- Other names: Jura Laufhund St. Hubert
- Origin: Switzerland
- Breed status: Not recognised as a breed by any major kennel club.

Traits
- Height: 46–59 cm (18–23 in)
- Weight: 15–20 kg (33–44 lb)
- Coat: Short
- Colour: Black and tan

= St. Hubert Jura Hound =

The St. Hubert Jura Hound is a breed of scenthound originating in the Jura Mountains on the French-Swiss border.

==Overview==
The St. Hubert Jura Hound is a medium-sized hound; it is black and tan in colour with no white at all. The St. Hubert Jura Hound closely resembles the slightly smaller Bruno Jura Hound, to which it is closely related, although it has distinctly more pendulous flews and dewlaps.

Both the St.

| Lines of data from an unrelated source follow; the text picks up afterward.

PR #43, opened 2018-04-19
sed label names change in GCRCatalogs v0.7.4

yymao:
Starting from GCRCatalogs v0.7.4, the SED label names that CatSim needs have been changed. See https://github.com/LSSTDESC/gcr-catalogs/issues/104 https://github.com/LSSTDESC/gcr-catalogs/issues/105 for details.

This PR makes the corresponding changes in this interface.

### DIFF
--- a/python/desc/sims/GCRCatSimInterface/SedFitter.py
+++ b/python/desc/sims/GCRCatSimInterface/SedFitter.py
@@ -32,8 +32,8 @@ def sed_filter_names_from_catalog(catalog):
     All outputs will be returned in order of increasing wav_min
     """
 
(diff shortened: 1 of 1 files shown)


danielsf (approved):
Looks good.

Do we need to be careful about interfering with people actually running `sims_GCRCatSimInterface` at the moment, or will the addition of the `no_host_extinction` columns to `protoDC2_v3` automatically be detected?

yymao:
Since the production only uses tagged versions, these changes won't take effect until the next time we update the list of tagged versions. So I think we are ok.

yymao:
@jchiang87 am I right that we can merge this without worrying affecting the production? If so, can you merge this? Thanks.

Hubert Jura and Bruno Jura Hounds are closely related to nearby French hounds; all are believed to have descended from the St. Hubert Hound, which the St. Hubert Jura Hound closely resembles.

The St. Hubert Jura Hound is used by hunters to pursue quarry that is hunted on foot in the Jura Mountains on the Swiss side of the French-Swiss border; it is said to possess incredible scenting prowess and surprising speed and agility when hunting.